Stored items:
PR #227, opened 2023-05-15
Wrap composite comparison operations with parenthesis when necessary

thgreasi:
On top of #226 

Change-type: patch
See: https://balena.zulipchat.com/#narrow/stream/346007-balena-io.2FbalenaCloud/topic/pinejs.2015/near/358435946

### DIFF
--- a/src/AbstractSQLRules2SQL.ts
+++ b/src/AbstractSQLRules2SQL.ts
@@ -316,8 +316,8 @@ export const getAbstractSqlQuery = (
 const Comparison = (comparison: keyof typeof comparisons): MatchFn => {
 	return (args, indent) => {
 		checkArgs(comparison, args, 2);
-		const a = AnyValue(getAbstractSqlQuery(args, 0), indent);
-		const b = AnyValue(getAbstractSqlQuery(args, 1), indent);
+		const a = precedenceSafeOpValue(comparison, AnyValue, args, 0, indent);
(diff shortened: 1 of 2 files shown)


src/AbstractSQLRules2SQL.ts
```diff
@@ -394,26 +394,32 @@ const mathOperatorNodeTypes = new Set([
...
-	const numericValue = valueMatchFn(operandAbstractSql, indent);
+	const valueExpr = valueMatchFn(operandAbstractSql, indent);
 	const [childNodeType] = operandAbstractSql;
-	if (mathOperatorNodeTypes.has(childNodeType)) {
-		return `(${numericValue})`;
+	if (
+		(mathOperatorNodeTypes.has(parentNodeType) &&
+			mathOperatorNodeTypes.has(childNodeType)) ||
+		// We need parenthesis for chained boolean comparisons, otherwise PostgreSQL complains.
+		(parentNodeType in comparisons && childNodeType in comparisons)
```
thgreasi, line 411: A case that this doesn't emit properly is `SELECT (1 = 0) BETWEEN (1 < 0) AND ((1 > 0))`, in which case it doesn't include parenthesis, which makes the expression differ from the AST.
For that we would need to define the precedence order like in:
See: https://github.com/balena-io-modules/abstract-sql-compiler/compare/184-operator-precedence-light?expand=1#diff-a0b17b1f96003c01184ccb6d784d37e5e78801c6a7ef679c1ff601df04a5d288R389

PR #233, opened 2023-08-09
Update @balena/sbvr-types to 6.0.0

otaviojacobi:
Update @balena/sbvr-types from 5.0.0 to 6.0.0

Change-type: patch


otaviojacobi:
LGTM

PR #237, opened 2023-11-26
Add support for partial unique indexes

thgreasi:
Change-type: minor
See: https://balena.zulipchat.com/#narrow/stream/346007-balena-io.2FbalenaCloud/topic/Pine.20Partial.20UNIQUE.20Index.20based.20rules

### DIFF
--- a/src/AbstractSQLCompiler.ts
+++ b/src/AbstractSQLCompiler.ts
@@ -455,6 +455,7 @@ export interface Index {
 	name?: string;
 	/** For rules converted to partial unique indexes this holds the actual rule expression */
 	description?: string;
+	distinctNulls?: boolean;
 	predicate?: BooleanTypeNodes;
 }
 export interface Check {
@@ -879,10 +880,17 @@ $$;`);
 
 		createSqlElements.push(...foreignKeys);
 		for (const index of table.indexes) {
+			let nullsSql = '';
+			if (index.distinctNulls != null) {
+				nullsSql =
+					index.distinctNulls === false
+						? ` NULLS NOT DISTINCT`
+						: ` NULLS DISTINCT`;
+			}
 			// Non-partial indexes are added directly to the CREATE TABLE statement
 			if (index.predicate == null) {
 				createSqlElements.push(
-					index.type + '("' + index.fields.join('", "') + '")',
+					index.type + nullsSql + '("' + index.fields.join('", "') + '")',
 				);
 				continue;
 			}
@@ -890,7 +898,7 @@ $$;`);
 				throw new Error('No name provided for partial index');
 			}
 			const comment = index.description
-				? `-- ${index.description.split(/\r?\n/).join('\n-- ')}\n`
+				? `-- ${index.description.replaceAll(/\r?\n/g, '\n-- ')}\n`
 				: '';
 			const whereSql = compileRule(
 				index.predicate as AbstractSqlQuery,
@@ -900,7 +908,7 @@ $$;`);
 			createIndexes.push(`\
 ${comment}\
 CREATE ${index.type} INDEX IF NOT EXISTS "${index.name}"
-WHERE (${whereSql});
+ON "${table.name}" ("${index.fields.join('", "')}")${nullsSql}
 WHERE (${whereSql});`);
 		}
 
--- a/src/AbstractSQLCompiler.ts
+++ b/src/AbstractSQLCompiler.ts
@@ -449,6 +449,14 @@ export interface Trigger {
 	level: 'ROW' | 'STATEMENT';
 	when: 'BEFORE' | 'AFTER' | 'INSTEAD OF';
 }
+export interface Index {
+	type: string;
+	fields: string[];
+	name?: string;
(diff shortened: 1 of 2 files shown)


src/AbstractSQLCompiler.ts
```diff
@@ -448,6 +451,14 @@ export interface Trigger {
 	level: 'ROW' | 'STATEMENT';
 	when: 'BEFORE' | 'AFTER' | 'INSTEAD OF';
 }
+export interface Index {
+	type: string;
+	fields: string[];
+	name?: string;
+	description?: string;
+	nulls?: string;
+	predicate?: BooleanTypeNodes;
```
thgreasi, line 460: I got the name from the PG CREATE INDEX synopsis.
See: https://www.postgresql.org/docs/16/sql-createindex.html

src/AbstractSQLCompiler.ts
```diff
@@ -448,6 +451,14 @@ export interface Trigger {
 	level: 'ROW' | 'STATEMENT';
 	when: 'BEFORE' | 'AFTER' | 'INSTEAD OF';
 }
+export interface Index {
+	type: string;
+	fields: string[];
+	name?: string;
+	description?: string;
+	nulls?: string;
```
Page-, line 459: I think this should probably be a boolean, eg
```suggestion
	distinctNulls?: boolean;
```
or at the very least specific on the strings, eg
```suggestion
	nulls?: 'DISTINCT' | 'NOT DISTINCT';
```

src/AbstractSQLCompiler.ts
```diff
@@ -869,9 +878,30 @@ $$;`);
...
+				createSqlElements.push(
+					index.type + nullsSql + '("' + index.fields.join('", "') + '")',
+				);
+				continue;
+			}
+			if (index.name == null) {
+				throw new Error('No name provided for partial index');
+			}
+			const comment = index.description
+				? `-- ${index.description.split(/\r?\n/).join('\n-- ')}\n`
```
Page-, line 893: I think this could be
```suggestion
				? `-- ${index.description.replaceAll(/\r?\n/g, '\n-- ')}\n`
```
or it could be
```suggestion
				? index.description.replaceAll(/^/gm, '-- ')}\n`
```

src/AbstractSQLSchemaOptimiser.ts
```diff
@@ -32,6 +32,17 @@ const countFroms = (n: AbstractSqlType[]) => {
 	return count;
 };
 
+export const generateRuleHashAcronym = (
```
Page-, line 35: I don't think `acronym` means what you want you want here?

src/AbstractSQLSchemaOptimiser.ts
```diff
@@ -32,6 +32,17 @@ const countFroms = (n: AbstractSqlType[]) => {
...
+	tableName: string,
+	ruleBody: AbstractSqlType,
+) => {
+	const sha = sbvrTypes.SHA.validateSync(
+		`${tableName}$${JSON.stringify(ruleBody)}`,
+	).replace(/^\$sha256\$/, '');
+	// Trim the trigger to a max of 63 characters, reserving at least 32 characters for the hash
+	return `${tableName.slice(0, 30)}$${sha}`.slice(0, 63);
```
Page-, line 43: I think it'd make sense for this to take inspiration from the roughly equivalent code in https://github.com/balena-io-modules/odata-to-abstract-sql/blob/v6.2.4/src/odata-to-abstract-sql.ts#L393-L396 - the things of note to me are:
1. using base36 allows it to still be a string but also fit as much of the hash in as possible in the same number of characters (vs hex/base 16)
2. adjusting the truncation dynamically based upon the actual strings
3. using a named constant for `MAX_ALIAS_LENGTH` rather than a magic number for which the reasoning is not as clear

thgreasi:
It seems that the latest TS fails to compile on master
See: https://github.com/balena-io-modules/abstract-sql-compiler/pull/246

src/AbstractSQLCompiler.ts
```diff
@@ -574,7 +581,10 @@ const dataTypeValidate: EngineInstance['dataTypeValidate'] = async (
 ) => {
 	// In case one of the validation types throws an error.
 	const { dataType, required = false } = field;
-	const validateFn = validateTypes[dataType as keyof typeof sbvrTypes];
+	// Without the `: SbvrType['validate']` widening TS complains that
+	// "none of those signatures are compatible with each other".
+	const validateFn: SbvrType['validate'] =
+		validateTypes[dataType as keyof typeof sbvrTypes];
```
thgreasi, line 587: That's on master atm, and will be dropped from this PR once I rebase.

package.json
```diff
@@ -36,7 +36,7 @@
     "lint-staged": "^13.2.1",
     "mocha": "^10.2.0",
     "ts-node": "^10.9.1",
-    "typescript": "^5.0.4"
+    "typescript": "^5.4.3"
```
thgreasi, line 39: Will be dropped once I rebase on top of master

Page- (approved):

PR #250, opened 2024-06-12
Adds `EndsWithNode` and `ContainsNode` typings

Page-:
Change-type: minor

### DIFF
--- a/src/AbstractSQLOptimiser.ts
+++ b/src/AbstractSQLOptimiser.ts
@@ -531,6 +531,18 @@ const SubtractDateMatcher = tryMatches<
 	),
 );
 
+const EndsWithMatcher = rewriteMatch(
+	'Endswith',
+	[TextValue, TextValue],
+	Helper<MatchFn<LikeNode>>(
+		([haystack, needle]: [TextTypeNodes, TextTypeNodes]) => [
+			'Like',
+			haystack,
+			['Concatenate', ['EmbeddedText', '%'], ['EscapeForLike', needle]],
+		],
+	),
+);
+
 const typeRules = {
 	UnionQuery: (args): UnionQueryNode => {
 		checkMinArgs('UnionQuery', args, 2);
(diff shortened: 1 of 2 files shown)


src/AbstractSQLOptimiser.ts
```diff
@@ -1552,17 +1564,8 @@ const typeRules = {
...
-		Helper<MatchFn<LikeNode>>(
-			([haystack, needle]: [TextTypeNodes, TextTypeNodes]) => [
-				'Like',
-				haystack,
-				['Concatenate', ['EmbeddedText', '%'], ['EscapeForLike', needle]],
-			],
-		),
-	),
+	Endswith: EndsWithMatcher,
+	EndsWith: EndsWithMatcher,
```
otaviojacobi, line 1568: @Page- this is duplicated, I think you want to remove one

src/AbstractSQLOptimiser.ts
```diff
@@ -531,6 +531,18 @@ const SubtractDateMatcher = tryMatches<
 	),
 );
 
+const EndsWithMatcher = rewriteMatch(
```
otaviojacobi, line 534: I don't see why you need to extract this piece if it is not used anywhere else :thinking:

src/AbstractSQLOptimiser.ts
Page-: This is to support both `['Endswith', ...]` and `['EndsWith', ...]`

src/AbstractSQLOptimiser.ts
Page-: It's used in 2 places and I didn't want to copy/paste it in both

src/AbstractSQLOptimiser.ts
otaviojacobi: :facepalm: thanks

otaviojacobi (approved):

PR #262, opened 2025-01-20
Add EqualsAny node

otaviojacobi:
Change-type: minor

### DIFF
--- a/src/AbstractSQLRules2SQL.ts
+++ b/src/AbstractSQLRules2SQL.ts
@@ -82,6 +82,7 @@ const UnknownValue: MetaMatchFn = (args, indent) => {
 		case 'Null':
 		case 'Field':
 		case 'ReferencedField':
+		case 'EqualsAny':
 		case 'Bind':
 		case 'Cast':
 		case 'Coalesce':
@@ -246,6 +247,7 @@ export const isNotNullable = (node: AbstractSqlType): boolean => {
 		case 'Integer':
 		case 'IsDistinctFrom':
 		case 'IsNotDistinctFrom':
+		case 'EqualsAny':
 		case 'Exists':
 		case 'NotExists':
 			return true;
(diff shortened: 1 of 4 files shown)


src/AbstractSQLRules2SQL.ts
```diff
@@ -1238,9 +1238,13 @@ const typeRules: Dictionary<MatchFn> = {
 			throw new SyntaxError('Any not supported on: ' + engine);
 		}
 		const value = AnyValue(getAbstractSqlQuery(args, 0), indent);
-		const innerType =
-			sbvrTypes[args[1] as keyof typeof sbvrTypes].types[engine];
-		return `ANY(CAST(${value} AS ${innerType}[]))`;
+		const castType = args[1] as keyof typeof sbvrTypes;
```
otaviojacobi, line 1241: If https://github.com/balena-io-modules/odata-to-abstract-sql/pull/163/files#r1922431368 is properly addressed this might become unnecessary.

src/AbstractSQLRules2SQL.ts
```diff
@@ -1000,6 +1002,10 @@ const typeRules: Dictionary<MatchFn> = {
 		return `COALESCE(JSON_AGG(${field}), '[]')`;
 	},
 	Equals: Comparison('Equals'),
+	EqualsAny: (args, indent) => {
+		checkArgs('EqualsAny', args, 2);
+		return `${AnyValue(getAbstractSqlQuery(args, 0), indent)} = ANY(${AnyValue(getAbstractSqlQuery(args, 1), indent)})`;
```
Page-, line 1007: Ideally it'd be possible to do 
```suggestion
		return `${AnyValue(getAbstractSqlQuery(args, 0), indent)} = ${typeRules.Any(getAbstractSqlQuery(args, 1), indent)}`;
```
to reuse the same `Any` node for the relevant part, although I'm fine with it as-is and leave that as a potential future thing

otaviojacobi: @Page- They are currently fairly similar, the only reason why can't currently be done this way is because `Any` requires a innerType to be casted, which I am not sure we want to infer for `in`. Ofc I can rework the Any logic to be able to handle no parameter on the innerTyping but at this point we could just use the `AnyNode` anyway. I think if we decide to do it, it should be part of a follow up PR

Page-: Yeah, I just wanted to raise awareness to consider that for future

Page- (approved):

What this task involves:
Where the string "both" occurs in a line above, count that line, and report solely the final figure.

The answer:
2